I'd like to see your LX24 paint on a C50. Was it custom painted?:thumbsup:


----------



## edmundjaques (Dec 29, 2005)

charliekeri said:


> This is my first season on a C50 ( 2006 C50 HP, color:LX24, Reynold Stratus DV UL wheelset). I always felt the road being absorbed below me with my C50, but this week they "tarred and chipped" my local roads. For those of you unfamiliar, they take a perfectly nice asfault road, cover it with tar and then they completely cover the road with tiny little pieces of gravel. I still can't figure out why they do this. I assume it is to make the road last longer, but it really just makes life on the average bike (and car) miserable.
> 
> Then along came my C50 and of course I still feel the vibration, but it's nothing compared what I used to the bad experience on my Pinarello Prince SL and it's better than my Columbus SLX Gios Compact Pro. I really don't think their can be a tougher surface to absorb and the C50 eats it up. The wheels do help, but I've tried it with Ksyrium SL2 and the verdict is the same. The C50 continues to impress. Every time a new situation pops up where I can test her she does what I want her to.
> 
> ...


My sympathies entirely. I had this problem with almost all of my local loops a year or so ago - drove me mad. it ends up OK after a couple of weeks - vehicle traffic eventually squashes everything down and the pot holes at least get eliminated. And a good rain gets rid of all that ghastly grey dust. Couldn't agree more about the C50. Can you think of any weak area on this bike? My MXL is more "involving" - and sometimes this is what I want, but the C50 simply extends the envelope in every direction that really matters. I see another post on this thread suggests it's more likely to be the wheelset than the frame. Nope. I ride a lot of combinations, all good stuff ( and a bit too numerous to elaborate). The C50 is a masterpiece. I've done 10,000 miles on mine and I don't have any great itch to move on.


----------



## charliekeri (Apr 12, 2006)

*A pic of my baby*

Here she is. She dirty, very dirty right now. No custom pain, oneslomofo, Mike at Maestro too care of me. Trialtir wanted nothing to do with my wishes for my dream bike. Excuse the light mount on the back of the seatpost, but I ride early, very early (I have an 8 week old and a 3 year old) and most people around here don't look twice for a bike. I got the wheels about a month ago. I went back and forth between these and the 404's. So far I know I made the right choice. Reynolds in 2007 will be impressive. I got the seat off of Fizik's website, they will custom any color combo you want. The Aliante is a friggin 
barcalounger (sp?). Don't really like the Vittoria Corsa CX so far to tell you the truth, not round and are wearing pretty quick.

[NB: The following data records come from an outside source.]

PR #2241, opened 2020-11-23
Fix bug where PartsStore may list INT_MAX as cost and tons for BA ammo

sixlettervariables:
Certain BattleArmor ammos (e.g. Micro Bomb Ammo, Clan Torpedo/LRM5 Ammo) do not state how many kg per shot they are, which `PartsStore` required to calculate the number of shots per ton (and subsequent cost). This led to a situation where you couldn't afford to buy the ammo, but if you GM added it you'd have INT_MAX shots available for your BattleArmor. Sell it back and you can print money!

This "fixes" the bug on the MHQ side by only recalculating shots per ton if it is BattleArmor ammo and `AmmoType::getKgPerShot()` is greater than zero. A more appropriate fix would be to update the kg per shot on the MM side for these ammo types.

### DIFF
--- a/MekHQ/src/mekhq/campaign/market/PartsStore.java
+++ b/MekHQ/src/mekhq/campaign/market/PartsStore.java
@@ -171,7 +171,7 @@ public class PartsStore implements Serializable {
             try {
                 newEntity = new MechFileParser(summary.getSourceFile(), summary.getEntryName()).getEntity();
             } catch (EntityLoadingException e) {
-                MekHQ.getLogger().error(getClass(), "stockBattleArmorSuits", e);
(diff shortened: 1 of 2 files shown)


NickAragua (approved):
Do we really not know what the weight for battle armor micro-bombs is?

sixlettervariables:
@NickAragua MM has logic that says, "if kg/shot is less than zero, calculate based on the number of shots." However, in all of the cases I found, those did not have kg/shot at all.

Other interesting cases were non-BA ammo that listed kg/shot, but you'd get less ammo per ton than the math would calculate you should. I've opened a PR on the MM side to track the missing kg/shot.

PR #2250, opened 2020-12-01
Fixing Load Last Save for .cpnx.gz files

Windchild292:
This fixes a bug raised on the BattleTech forums, namely that load last save only works for .cpnx files. Further, it only worked on the base campaign directory, not the preference campaign directory, which I've also fixed.


sixlettervariables (approved):
Pending CI.

PR #2265, opened 2020-12-05
Implementing Manual Bulk Pregnancy

Windchild292:
I've been finding this an irritant with some of my testing for personnel improvements as part of random death, and have added it here. This also fixes a bug where not all of the pregnancy rules are followed on manual pregnancies.


Windchild292:
Merged into #2493, as the changes here are required on that end.

Issue #2141, opened 2020-10-13
[47.11-] Subcontract Offers Revert to Standard Contracts on Load


NickAragua:
When saving a game with subcontract offers present in the contract market, the subcontract offers revert to standard contracts when the game is loaded.

To reproduce: 
- Take a garrison contract
- Wait until subcontract offer is generated (to help simulate it, make the subcontract roll always result in a subcontract)
- Save game
- Quit
- Load game: subcontract offer will now be a standard contract

Should be reproducible with any AtB-enabled campaign.

Windchild292:
We don't write parentContract to file.

PR #2282, opened 2020-12-13
Issue #2141: Subcontracts don't reference parent contract after campaign load

sixlettervariables:
AtBContract does not serialize its `parentContract` member, causing subcontracts to be made into full contracts after a save-load cycle. This resolves the issue by using a dummy reference type during deserialization and then restoring the reference after the missions are loaded from the campaign file, fixing #2141.

### DIFF
--- a/MekHQ/src/mekhq/campaign/mission/AtBContract.java
+++ b/MekHQ/src/mekhq/campaign/mission/AtBContract.java
@@ -1193,6 +1193,12 @@ public class AtBContract extends Contract implements Serializable {
                 +"<nextWeekBattleTypeMod>"
                 +nextWeekBattleTypeMod
                 +"</nextWeekBattleTypeMod>");
+        if (parentContract != null) {
+            pw1.println(MekHqXmlUtil.indentStr(indent+1)
+                    + "<parentContractId>"
+                    + parentContract.getId()
+                    + "</parentContractId>");
+        }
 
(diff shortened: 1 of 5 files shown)


MekHQ/src/mekhq/campaign/mission/AtBContract.java
```diff
@@ -1193,6 +1193,12 @@ protected void writeToXmlBegin(PrintWriter pw1, int indent) {
                 +"<nextWeekBattleTypeMod>"
                 +nextWeekBattleTypeMod
                 +"</nextWeekBattleTypeMod>");
+        if (parentContract != null) {
+            pw1.println(MekHqXmlUtil.indentStr(indent+1)
+                    + "<parentContractId>"
+                    + parentContract.getId()
+                    + "</parentContractId>");
```
Windchild292, line 1200: Use the MekHqXmlUtil.writeSimpleXmlTag instead, it handled UUID with a null check (And doesn't write otherwise)

Windchild292 (approved):

MekHQ/src/mekhq/campaign/mission/AtBContract.java
sixlettervariables: The ID is an integer in this case.

Windchild292 (approved):

PR #2284, opened 2020-12-13
MHQ Colours: Adding Customizability as part of MHQ Options

Windchild292:
This PR moves MHQ Colours to instead be part of the MHQ Options, and lets one customize the options. This requires https://github.com/MegaMek/megamek/pull/2508.


MekHQ/src/mekhq/MekHQOptions.java
```diff
@@ -100,6 +105,255 @@ public void setPersonnelFilterOnPrimaryRole(boolean value) {
...
+    public Color getMothballingForeground() {
+        return new Color(userPreferences.node(MekHqConstants.DISPLAY_NODE).getInt(MekHqConstants.MOTHBALLING_FOREGROUND, Color.BLACK.getRGB()));
+    }
+
+    public void setMothballingForeground(Color value) {
+        userPreferences.node(MekHqConstants.DISPLAY_NODE).putInt(MekHqConstants.MOTHBALLING_FOREGROUND, value.getRGB());
+    }
+
+    public Color getMothballingBackground() {
+        // new Color(153, 153, 255)
```
NickAragua, line 184: Random commented out code

MekHQ/src/mekhq/MekHQOptions.java
```diff
@@ -100,6 +105,255 @@ public void setPersonnelFilterOnPrimaryRole(boolean value) {
...
+    public Color getMothballedForeground() {
+        return new Color(userPreferences.node(MekHqConstants.DISPLAY_NODE).getInt(MekHqConstants.MOTHBALLED_FOREGROUND, Color.BLACK.getRGB()));
+    }
+
+    public void setMothballedForeground(Color value) {
+        userPreferences.node(MekHqConstants.DISPLAY_NODE).putInt(MekHqConstants.MOTHBALLED_FOREGROUND, value.getRGB());
+    }
+
+    public Color getMothballedBackground() {
+        // new Color(204, 204, 255)
```
NickAragua, line 201: Random commented out code

MekHQ/src/mekhq/MekHQOptions.java
```diff
@@ -100,6 +105,255 @@ public void setPersonnelFilterOnPrimaryRole(boolean value) {
...
+    public Color getNotRepairableForeground() {
+        return new Color(userPreferences.node(MekHqConstants.DISPLAY_NODE).getInt(MekHqConstants.NOT_REPAIRABLE_FOREGROUND, Color.BLACK.getRGB()));
+    }
+
+    public void setNotRepairableForeground(Color value) {
+        userPreferences.node(MekHqConstants.DISPLAY_NODE).putInt(MekHqConstants.NOT_REPAIRABLE_FOREGROUND, value.getRGB());
+    }
+
+    public Color getNotRepairableBackground() {
+        // new Color(190, 150, 55)
```
NickAragua, line 218: cleanup

MekHQ/src/mekhq/MekHQOptions.java
```diff
@@ -100,6 +105,255 @@ public void setPersonnelFilterOnPrimaryRole(boolean value) {
...
+    public Color getNonFunctionalForeground() {
+        return new Color(userPreferences.node(MekHqConstants.DISPLAY_NODE).getInt(MekHqConstants.NON_FUNCTIONAL_FOREGROUND, Color.BLACK.getRGB()));
+    }
+
+    public void setNonFunctionalForeground(Color value) {
+        userPreferences.node(MekHqConstants.DISPLAY_NODE).putInt(MekHqConstants.NON_FUNCTIONAL_FOREGROUND, value.getRGB());
+    }
+
+    public Color getNonFunctionalBackground() {
+        // new Color(205, 92, 92)
```
NickAragua, line 235: cleanup

MekHQ/src/mekhq/MekHQOptions.java
```diff
@@ -100,6 +105,255 @@ public void setPersonnelFilterOnPrimaryRole(boolean value) {
...
+    public Color getNeedsPartsFixedForeground() {
+        return new Color(userPreferences.node(MekHqConstants.DISPLAY_NODE).getInt(MekHqConstants.NEEDS_PARTS_FIXED_FOREGROUND, Color.BLACK.getRGB()));
+    }
+
+    public void setNeedsPartsFixedForeground(Color value) {
+        userPreferences.node(MekHqConstants.DISPLAY_NODE).putInt(MekHqConstants.NEEDS_PARTS_FIXED_FOREGROUND, value.getRGB());
+    }
+
+    public Color getNeedsPartsFixedBackground() {
+        // new Color(238, 238, 0)
```
NickAragua, line 252: cleanup

MekHQ/src/mekhq/MekHQOptions.java
```diff
@@ -100,6 +105,255 @@ public void setPersonnelFilterOnPrimaryRole(boolean value) {
         userPreferences.node(MekHqConstants.DISPLAY_NODE).putBoolean(MekHqConstants.PERSONNEL_FILTER_ON_PRIMARY_ROLE, value);
     }
     //endregion Personnel Tab Display Options
+    //endregion Expanded MekHQ Display Options
+
+    //region Colours
+    public Color getDeployedForeground() {
```
NickAragua, line 111: This seems like it could be done with a lot less code using a "getColor(enum areaBeingColored, boolean Foreground/Background)" call to reduce it from fifty thousand methods to two, and have the underlying mechanism be a hashMap.

NickAragua (changes requested):

MekHQ/src/mekhq/MekHQOptions.java
Windchild292: This is purposefully left there so that one can easily tell the RGB colour code of the default value.

MekHQ/src/mekhq/MekHQOptions.java
Windchild292: First, there are 60 methods, not 50k... extremely hyperbole.

Second, it would be extremely inefficient to convert from a String saved HashMap each time they are accessed. I could do an extremely large switch statement that would get larger as I start fixing further colour accessibility issues in MekHQ, but... I'd rather read a bunch of simple getters/setters.

The benefits of this implementation are in its persistence. However, the backend stores String, boolean, double, float, int, and long. Thus, it may require more methods and code in MekHQ Options, but the user benefit is worth one a longer file.

If we were using a regular write to file XML implementation instead of the Preferences implementation, that would be exactly how this would have been implemented. However, that is not how this system works nor the benefits of it.

NickAragua: Looking into it further, I'll buy the argument that changes to the "back end" aren't necessary, since it appears to already be organized that way more or less. But it seems to me that you can still reduce the 60 methods to 2 by passing the constant (WHATEVER_COLOR_BACKGROUND/FOREGROUND) in as an argument. In terms of human readability, there's not much difference between getCrippledUnitBackgroundColor and getColor(CRIPPLED_UNIT_BACKGROUND), but the latter lets you avoid having to copy+paste new color settings as you add them.

Windchild292: Each one has a unique foreground and background default and store value. These require unique keys and individually specified default return values. The only way I can see this can be done in your suggested way would be an extremely long switch statement. I could simplify the setters, but... honestly I'd find it more confusing going forwards.

NickAragua: public void setColor(string colorTypeConstant, Color value) {
        userPreferences.node(MekHqConstants.DISPLAY_NODE).putInt(colorTypeConstant, value.getRGB());
    }

public void getColor(string colorTypeConstant) {
        userPreferences.node(MekHqConstants.DISPLAY_NODE).getInt(colorTypeConstant, defaultColors.get(colorTypeConstant));
    }

private Map<String, Color> defaultColors = new HashMap<>();
[for each thing where we need a default color]
defaultColors.put(colorTypeConstant, defaultColor)

NickAragua: Either that or put the actual defaults into the default config file.

Windchild292: First, that is not how the base system works or is designed to work. Please take a look at how the rest of the setup works.

Second, I'm not going to change how the base system is designed to decrease the number of getters/setters or move off this setup. This file was designed to prevent errors by using simple getters/setters to access the base store instead of anything more complicated, as otherwise you can end up with duplicated default values (which was a bug in the initial implementation).

Finally, a default config file is exactly what this system is designed to prevent. All default config is inline, but easily user settable... and once set holds between implementations. That is a far better and more modern approach than having easily a half dozen separate default config files.

Windchild292: Further, that is also an illegal HshMap. Preferences and thus the defaults only handle primitives values. Colours store as integers.

Windchild292:
@NickAragua is there a reason other than style differences that this is still open?

NickAragua (approved):
Well, probably won't make much of a difference either way. Let 'er rip.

One thing that let me down. This may sound silly, but I miss the "Colnago Racer guy" on the top tube. Hey it was my dream bike and if they delivered you your new 911 in the wrong finish wouldn't you be a little.....well some of you could relate. If I ever get her repainted and the stencils still exist well see....Mike said it is at the mercy of the painter. I hear the stencils are wearing out and the man may be gone forever. 

In regard to weaknesses, I have yet to find any. It still impresses me on every ride.

-Charlie


----------



## gibson00 (Aug 7, 2006)

Very nice bike! I'm anxiously awaiting my C50 in PR38, to be built with Dura Ace parts coming from Probikekit (frame from total cycling).
I am also thinking of getting a custom fizik saddle.....but $$$ (about $250-$300 US I think), but I really want a white Arione saddle with something like a black venter section.


----------



## charliekeri (Apr 12, 2006)

thanks for the props. PR38 is sweet. Be careful clamping down on the Star fork steerer tube. (Read my other post).
I've been ordering a bunch of stuff from probikekit. Love that place- quicker shipping than from a store 3 states away. Great prices too. nothing but great service from them so far.
My saddle was a little over $200. It was way too much to pay, but it was only a little extra than a stock Aliante. It's a nice seat, no issues with my taint at all........
Never rode the Arione, would like to try one out.


----------



## campagnoloneutron (Sep 15, 2005)

*...on the two Fizik seats*

I have ridden both the Fizik Aliante and the Arione for a year each. The Aliante carbon in 2005 and then changed to the Arione braided carbon model in early 2006. I put a lot of kilometers on each of these (several thousand at least)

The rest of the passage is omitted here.